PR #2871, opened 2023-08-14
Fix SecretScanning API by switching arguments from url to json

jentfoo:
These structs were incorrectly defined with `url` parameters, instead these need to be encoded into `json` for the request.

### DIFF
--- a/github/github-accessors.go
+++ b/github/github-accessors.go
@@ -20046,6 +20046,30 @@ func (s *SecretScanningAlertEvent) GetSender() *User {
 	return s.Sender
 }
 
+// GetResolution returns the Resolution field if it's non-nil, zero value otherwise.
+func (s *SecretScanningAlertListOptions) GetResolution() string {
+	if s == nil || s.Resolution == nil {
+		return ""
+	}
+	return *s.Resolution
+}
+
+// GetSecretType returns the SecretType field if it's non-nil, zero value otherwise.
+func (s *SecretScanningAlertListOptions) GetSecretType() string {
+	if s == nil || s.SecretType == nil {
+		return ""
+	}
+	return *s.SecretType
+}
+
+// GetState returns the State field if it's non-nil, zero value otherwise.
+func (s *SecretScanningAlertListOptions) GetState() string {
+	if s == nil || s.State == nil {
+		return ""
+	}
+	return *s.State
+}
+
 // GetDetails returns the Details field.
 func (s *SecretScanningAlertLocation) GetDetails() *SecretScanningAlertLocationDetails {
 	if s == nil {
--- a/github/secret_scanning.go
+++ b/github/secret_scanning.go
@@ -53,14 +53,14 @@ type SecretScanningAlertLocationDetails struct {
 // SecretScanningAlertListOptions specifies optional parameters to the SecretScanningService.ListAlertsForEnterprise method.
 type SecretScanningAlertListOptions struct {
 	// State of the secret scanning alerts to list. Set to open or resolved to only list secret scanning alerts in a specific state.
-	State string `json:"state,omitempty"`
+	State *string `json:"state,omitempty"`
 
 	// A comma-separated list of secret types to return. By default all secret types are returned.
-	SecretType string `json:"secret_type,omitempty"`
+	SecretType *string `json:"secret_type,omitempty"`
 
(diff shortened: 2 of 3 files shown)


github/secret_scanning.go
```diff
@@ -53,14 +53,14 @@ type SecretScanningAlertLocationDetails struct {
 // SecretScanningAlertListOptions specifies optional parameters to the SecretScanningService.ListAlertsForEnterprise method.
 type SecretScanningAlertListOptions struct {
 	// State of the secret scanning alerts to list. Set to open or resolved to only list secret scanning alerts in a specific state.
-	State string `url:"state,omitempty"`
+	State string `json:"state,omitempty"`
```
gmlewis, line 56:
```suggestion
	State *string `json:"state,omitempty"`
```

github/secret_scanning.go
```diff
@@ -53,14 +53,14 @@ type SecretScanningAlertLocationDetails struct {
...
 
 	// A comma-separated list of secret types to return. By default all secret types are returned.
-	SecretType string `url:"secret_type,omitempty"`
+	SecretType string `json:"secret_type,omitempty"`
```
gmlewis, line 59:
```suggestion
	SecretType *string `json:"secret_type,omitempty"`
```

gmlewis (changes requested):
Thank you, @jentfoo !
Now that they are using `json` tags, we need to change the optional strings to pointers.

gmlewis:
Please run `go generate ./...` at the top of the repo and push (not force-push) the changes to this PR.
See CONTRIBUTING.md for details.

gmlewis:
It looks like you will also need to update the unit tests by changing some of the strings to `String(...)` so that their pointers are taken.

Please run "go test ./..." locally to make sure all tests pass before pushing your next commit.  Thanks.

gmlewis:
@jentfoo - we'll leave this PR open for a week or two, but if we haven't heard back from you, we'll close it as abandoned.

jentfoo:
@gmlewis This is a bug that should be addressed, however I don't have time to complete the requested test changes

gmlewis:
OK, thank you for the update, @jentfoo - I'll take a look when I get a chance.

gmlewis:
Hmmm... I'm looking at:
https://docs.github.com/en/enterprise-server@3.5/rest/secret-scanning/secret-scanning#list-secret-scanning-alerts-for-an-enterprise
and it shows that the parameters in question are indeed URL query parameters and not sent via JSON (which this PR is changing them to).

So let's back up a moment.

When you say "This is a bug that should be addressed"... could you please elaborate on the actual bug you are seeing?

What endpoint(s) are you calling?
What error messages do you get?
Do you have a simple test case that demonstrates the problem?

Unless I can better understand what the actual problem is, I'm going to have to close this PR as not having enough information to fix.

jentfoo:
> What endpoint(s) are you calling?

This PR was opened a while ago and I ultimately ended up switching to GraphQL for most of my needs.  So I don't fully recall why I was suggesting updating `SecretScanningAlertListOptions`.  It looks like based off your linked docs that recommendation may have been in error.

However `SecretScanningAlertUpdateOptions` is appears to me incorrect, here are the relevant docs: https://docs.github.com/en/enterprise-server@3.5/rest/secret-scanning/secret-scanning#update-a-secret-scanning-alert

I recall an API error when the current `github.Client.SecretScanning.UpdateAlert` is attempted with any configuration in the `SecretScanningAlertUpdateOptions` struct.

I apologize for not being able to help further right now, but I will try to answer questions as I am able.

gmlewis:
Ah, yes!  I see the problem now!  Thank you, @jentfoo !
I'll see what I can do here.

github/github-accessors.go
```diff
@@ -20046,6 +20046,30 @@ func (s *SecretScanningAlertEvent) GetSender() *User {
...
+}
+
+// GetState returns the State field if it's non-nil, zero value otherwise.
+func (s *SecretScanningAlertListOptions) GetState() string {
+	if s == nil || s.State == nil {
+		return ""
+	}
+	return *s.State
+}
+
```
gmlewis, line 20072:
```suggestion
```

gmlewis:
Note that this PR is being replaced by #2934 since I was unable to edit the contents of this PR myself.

______________________________

__INSTRUCTIONS TO FOLLOW__:
Pick out the lines above containing the word "will", then copy them.

__RESULT FOR THIS TASK__:
It looks like you will also need to update the unit tests by changing some of the strings to `String(...)` so that their pointers are taken.
I apologize for not being able to help further right now, but I will try to answer questions as I am able.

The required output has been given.